Girl 3: "Yeah, that always works!"

Girl 1: "What? I love Josh, why would I do that to him...?"

Girl 2: "Let me explain...."

and so on, with vast tracts about how guys only think with their members, how women hold the upper hand, and how it's a woman's right to get what she wants and a man's duty to deliver and if not, then off with access to the booty, etc.

Utterly disgusting. Girl 4 didn't say a word until the end, and she restored some of my faith in the female of the species, which had been shot to hell by that one conversation.

Girl 4: "That's revolting and immoral! How dare you treat another person like that, especially somebody you claim to love!"

Girl (don't know): "gasp!"

Girl 4 gets up and leaves the apartment.

The point of this is that there seems to be some not so small segment of women who have no shame about using sex to get what they want. Bait and switch is a valid tactic in their book.

Caveat: This is not indicting all or most women. This is stating that there exists a sizable group of women for whom this kind of deception, lying and hateful behavior is totally okey dokey.
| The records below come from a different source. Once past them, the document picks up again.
PR #2792, opened 2021-01-29
Consolidate get_observed_cost implementations

jackgerrits:
This removes several parallel implementations and settles on just one for cb and one for cb_adf. It removes a pointer return in favor of a value. However, this value /really/ should be an optional so I am not sure if this API is totally correct...


vowpalwabbit/cb.h
```diff
@@ -5,23 +5,35 @@
...
-  float partial_prediction;  // essentially a return value
-  bool operator==(cb_class j) { return action == j.action; }
+  float cost = FLT_MAX;      // the cost of this class
+  uint32_t action = 0;       // the index of this class
+  float probability = -1.f;  // new for bandit setting, specifies the probability the data collection policy chose this
+                             // class for importance weighting
+  float partial_prediction = 0.f;  // essentially a return value
+
+  cb_class() = default;
+  cb_class(float cost, uint32_t action, float probability)
```
peterychang, line 29: It seems dangerous having both using list initialization and having a constructor like this. If the member variables aren't ordered the same way, then their meanings will be different, which can lead to some hard to debug issues

vowpalwabbit/mwt.cc
```diff
@@ -24,7 +25,7 @@ struct mwt
 {
   bool namespaces[256];        // the set of namespaces to evaluate.
   v_array<policy_data> evals;  // accrued losses of features.
-  CB::cb_class* observation;
+  std::pair<bool, CB::cb_class> optional_observation;
```
peterychang, line 28: pairs default to 0 initialization, right? If not, then we should probably initialize `first` to false

vowpalwabbit/cb.h
jackgerrits: Where is the list initialization?

vowpalwabbit/mwt.cc
jackgerrits: Pairs will value initialize[0] which will result in a false value for the bool[1].

- [\[0\] - https://stackoverflow.com/questions/9025792/does-the-default-constructor-of-stdpair-set-basic-types-int-etc-to-zero](https://stackoverflow.com/questions/9025792/does-the-default-constructor-of-stdpair-set-basic-types-int-etc-to-zero)
- [\[1\] - https://stackoverflow.com/questions/3803153/what-are-primitive-types-default-initialized-to-in-c](https://stackoverflow.com/questions/3803153/what-are-primitive-types-default-initialized-to-in-c)

vowpalwabbit/cb_algs.cc
```diff
@@ -49,9 +49,14 @@ void predict_or_learn(cb& data, single_learner& base, example& ec)
 {
   CB::label ld = ec.l.cb;
   cb_to_cs& c = data.cbcs;
-  c.known_cost = get_observed_cost(ld);
-  if (c.known_cost != nullptr && (c.known_cost->action < 1 || c.known_cost->action > c.num_actions))
-    std::cerr << "invalid action: " << c.known_cost->action << std::endl;
+  auto optional_cost = get_observed_cost_cb(ld);
```
olgavrou, line 52: it looks like we could skip the check here and just do `c.known_cost = optional_cost.second` since it will hold the default `CB::cb_class` if the cost is not known.

vowpalwabbit/cb_algs.cc
```diff
@@ -49,9 +49,14 @@ void predict_or_learn(cb& data, single_learner& base, example& ec)
...
+  if (optional_cost.first) { c.known_cost = optional_cost.second; }
+  else
+  {
+    c.known_cost = CB::cb_class{};
+  }
+  if (optional_cost.first && (optional_cost.second.action < 1 || optional_cost.second.action > c.num_actions))
```
olgavrou, line 58: maybe here instead of using `optional_cost.second.action` using `c.known_cost.action` would be easier to understand?

vowpalwabbit/cb_algs.cc
```diff
@@ -83,7 +88,12 @@ void learn_eval(cb& data, single_learner&, example& ec)
   CB_EVAL::label ld = ec.l.cb_eval;
 
   cb_to_cs& c = data.cbcs;
-  c.known_cost = get_observed_cost(ld.event);
+  auto optional_cost = get_observed_cost_cb(ld.event);
```
olgavrou, line 91: same here? just assign `optional_cost.second` to known cost? Maybe instead of `optional_cost` the name `observed_or_default_cost` would also work

vowpalwabbit/cb.cc
```diff
@@ -17,6 +17,15 @@ using namespace VW::LEARNER;
 
 namespace CB
 {
+std::pair<bool, cb_class> get_observed_cost_cb(const label& ld)
```
olgavrou, line 20: maybe this should also be renamed to `get_observed_cost_or_default_cb` to match the `adf` case

olgavrou (approved):
Apart from some small comments lgtm. Optionally might be nice to add a comment over all the `optional_cost.first` statements clarifying that it means: `// cost observed, not default`, or something like that

vowpalwabbit/cb_algs.cc
jackgerrits: I intentionally did not do this as if this were a true optional then the `.second` value would not be accessible

vowpalwabbit/cb.cc
jackgerrits: The contract of this function is if the first value is false that the second value should not be read which is why it is named like that compared to the other one

vowpalwabbit/cb_algs.cc
jackgerrits: Same explanation here too

vowpalwabbit/cb.h
peterychang: every usage of cb_class is done via list initialization..  the first diff on the PR for example `ec.l.cb.costs.push_back(CB::cb_class{3.5f, 2, 0.5f});`

jackgerrits: `CB::cb_class{3.5f, 2, 0.5f}` is calling this constructor. List initialization is not available for this type now. (It used to be but this removes that)

vowpalwabbit/cb_algs.cc
olgavrou: True true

I know where you're coming from bro. Same happened to me. You may (I don't know, not enough information to go on) have a chance still. If you don't have kids with her, then get out now. Seriously. Get out. Maybe try a bit of counseling, but honestly it sounds like outright deception. If you cannot trust her from the get go, there is no relationship to be had besides one of pain. 

Run brother. Run.


----------



## Enchantment (May 11, 2011)

Hi romantic ~

Well, while I'm sure there are some women in the world that may qualify for doing a "bait and switch" after marriage, let's hope your wife isn't one of them and look at what some other reasons could be for her changing.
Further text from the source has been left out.